* HOW TO COMPLETE THIS TASK
Answer with a bare number: the count of lines in the data below that contain the word "prefer".

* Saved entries
__________________________________________________

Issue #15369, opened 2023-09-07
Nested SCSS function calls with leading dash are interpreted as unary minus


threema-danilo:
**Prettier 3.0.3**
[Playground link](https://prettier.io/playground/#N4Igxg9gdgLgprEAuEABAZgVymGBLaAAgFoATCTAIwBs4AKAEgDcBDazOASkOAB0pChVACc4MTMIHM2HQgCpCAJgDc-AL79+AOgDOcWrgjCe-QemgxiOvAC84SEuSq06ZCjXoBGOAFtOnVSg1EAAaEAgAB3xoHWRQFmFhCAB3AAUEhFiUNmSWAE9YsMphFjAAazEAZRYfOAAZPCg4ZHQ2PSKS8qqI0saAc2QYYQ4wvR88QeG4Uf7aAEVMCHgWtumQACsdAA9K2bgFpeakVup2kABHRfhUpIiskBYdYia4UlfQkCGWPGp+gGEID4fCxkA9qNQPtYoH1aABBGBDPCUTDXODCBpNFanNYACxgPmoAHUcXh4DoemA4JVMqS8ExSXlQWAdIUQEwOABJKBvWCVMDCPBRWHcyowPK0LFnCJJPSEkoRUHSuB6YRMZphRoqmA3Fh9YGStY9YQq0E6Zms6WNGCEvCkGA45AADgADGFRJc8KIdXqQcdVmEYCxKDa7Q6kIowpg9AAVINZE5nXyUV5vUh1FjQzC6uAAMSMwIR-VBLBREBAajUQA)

__________________________________________________

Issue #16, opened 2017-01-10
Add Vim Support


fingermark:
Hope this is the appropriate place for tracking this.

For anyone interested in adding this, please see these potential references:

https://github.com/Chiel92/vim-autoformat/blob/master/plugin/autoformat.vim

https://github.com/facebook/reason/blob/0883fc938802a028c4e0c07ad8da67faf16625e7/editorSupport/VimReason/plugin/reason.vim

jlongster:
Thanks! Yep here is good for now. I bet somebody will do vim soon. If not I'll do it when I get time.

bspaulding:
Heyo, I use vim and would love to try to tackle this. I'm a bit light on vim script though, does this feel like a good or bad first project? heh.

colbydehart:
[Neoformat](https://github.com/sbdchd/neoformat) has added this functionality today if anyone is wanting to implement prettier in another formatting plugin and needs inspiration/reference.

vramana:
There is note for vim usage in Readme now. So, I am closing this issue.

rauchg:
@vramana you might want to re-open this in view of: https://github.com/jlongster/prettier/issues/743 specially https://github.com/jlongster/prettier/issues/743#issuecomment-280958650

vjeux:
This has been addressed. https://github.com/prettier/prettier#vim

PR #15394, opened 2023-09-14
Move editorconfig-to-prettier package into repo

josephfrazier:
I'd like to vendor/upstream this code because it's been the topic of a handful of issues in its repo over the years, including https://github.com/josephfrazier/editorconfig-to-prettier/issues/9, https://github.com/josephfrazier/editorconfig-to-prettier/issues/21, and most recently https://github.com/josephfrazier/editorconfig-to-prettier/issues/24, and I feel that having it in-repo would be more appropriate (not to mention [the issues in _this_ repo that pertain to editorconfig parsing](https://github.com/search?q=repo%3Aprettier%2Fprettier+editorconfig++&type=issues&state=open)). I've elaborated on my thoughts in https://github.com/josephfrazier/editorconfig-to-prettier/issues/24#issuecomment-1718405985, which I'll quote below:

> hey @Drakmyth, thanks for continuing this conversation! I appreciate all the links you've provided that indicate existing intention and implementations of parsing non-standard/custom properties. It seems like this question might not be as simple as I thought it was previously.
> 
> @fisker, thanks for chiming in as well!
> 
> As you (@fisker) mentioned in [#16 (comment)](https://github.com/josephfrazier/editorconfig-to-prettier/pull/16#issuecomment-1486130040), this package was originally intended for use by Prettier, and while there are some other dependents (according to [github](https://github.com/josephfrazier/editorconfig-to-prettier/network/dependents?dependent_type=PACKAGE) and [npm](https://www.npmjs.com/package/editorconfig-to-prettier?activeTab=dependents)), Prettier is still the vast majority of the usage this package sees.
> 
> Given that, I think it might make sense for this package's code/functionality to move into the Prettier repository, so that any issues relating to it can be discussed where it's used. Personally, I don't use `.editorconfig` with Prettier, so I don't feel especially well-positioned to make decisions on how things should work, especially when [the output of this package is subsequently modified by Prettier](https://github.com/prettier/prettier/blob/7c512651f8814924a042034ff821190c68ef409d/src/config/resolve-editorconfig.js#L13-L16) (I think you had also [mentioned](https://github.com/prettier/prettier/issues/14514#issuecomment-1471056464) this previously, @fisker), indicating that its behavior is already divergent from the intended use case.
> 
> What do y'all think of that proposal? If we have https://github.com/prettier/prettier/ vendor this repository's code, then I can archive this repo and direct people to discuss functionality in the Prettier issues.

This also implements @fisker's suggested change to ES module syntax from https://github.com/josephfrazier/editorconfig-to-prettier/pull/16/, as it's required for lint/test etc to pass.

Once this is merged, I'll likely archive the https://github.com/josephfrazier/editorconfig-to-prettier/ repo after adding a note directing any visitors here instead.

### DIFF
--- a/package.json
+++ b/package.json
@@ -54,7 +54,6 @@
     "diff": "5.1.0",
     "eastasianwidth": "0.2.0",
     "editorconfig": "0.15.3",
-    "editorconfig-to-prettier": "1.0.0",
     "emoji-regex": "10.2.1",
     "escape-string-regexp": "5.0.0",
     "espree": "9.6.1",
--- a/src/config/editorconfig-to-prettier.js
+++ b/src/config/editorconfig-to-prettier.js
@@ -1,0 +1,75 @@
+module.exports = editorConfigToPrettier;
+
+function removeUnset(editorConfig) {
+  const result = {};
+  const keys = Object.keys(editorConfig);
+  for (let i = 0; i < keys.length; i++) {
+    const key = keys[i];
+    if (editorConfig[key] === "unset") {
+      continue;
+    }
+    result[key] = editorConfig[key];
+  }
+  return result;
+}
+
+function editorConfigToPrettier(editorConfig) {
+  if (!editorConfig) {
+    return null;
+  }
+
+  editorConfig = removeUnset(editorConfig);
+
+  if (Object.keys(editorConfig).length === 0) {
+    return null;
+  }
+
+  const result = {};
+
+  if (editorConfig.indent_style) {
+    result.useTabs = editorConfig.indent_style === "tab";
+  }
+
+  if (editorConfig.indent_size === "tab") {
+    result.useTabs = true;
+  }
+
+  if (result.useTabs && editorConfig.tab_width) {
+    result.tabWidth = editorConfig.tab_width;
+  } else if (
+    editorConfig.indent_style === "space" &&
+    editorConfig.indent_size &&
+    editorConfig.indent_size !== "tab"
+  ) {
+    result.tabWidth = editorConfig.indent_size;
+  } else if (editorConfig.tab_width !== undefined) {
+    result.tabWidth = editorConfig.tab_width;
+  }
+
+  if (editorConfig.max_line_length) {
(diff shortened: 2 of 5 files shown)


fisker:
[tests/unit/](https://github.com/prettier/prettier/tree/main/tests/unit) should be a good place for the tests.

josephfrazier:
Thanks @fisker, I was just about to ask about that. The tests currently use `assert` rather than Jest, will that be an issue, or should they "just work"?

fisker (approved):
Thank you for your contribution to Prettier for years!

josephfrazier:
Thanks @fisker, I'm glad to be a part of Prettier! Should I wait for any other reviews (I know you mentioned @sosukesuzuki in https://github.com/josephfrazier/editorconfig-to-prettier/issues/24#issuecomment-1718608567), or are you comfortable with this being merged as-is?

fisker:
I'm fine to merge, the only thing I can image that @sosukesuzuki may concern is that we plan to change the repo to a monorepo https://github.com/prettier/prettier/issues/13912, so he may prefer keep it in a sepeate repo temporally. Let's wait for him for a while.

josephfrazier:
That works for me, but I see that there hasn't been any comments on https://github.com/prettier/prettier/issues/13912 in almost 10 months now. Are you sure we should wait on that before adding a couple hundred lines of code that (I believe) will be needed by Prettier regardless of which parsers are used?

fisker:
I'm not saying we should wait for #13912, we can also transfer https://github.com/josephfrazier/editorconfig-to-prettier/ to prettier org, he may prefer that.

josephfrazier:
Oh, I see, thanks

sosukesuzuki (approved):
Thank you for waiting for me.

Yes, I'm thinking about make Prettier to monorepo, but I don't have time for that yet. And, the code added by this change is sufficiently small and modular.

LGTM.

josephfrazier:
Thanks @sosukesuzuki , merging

__________________________________________________

* ANSWER SECTION
2